The software takes the set of contigs that come out of an input assembly produced from shotgun and mate-pair sequencing and uses the additional CPT sequence data to more fully define locational relationships between these contigs, Shendure explained.
From the draft de novo genome assembly and the CPT-seq information, then, the researchers "look for an unusual number of coincidences, in terms of reads mapping to the end of one contig and reads mapping to the end of another contig," he said. "What we often see are these extreme outliers, where we have way more coincidences than you'd expect by chance … We can effectively define that as a link."

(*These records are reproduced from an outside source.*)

PR #3067, opened 2019-08-29
Make XRPAmount constructor explicit

seelabs:
Only the commits starting with `Make XRPAmount constructor explicit:` need to be reviewed (it is based on @ximinez PR https://github.com/ripple/rippled/pull/2910/, since that moved the `XRPAmount.h` file and made some changes).

Remove the implicit conversion from int64 to XRPAmount. The motivation for this was noticing that many calls to `to_string` with an integer parameter type were calling the wrong `to_string` function. Since the calls were not prefixed with `std::`, and there is no ADL to call `std::to_string`, this was converting the int to an `XRPAmount` and calling `to_string(XRPAmount)`.

Since `to_string(XRPAmount)` did the same thing as `to_string(int)` this error went undetected.

 @HowardHinnant @ximinez


HowardHinnant:
I like this change a lot!

These mods were necessary to compile on macOS:  https://github.com/HowardHinnant/rippled/commit/cbac51fcbea0103e0a52439b9b20ba46c7a0828d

At the moment, the Hi-C sequence data is layered on following the use of CPT-seq to further improve a given de novo assembly. Ideally though, Shendure noted that it would be advantageous to be able to perform both types of analysis and assembly simultaneously.
The fragScaff software has been designed to deal fairly specifically with data from CPT-seq experiments, though Shendure pointed out that it may also be useful for dealing with sequence data produced using any approach that involves large numbers of clone dilution pools.
Though fragScaff does demand another form of sequence data, he noted that the amount of CPT-seq needed to significantly bolster an assembly's contiguity is relatively minor compared to the sequencing horsepower behind the original input assembly.
Likewise, a modest amount of additional CPT-seq makes it possible to obtain haplotyping information that would otherwise require more complicated computational or experimental phasing.
When using CPT-seq data for phasing in their current experiments, Illumina's Steemers said, he and his team are generating roughly 60 billion bases of extra sequence to make haplotyping sense of a variant call file produced from a human genome sequenced to the standard depth of 30-fold coverage, which itself requires roughly 100 billion bases of Illumina sequence.
In their proof-of-principle experiments in Nature Genetics, the researchers were able to achieve haplotyping blocks spanning up to a million bases or so, with around one to two "long-switch" errors occurring per 10 million bases, on average.
Their experiments using DNA from a HapMap trio with well-characterized haplotype patterns suggest that CPT-seq in combination with variant call files from genome sequence data can phase more than 95 percent of SNPs genome-wide.
A fraction of variants are still missed, which the study's authors attributed to factors such as biases introduced during PCR amplification, other stages of the library prep process, or sequencing itself.
Steemers noted that the Illumina-developed CPT-seq method has been patented and available for potential commercial development. The price tag for CPT-seq is still somewhat unclear since the method is currently done through a research protocol, he said, but is expected to remain relatively inexpensive given the simplicity associated with each step in the protocol.
Data generated from CPT-seq experiments can either be fed into custom haplotyping software or into software such as fragScaff for genome assembly. Shendure's team has so far had limited success in trying to combine the two applications into a single analysis, though he hopes to see the further experimental and analytical development aimed at outputting haplotype-resolved diploid de novo assemblies from an amalgamated pipeline.
In the nearer future, Steemers said the team is collaborating with several groups to test and validate the use of CPT-seq for phasing genomes in the clinical research setting. They are also interested in further streamlining the CPT-seq workflow and coming up with additional applications for the approach such as phasing for particular parts of the genome.
"We believe that the method is applicable to targeted phasing applications as well," Steemers said, adding that "[t]his could be of great interest to the clinical research market, particularly in [human leukocyte antigen] and [Illumina's VeraCode ADME panel] sequencing."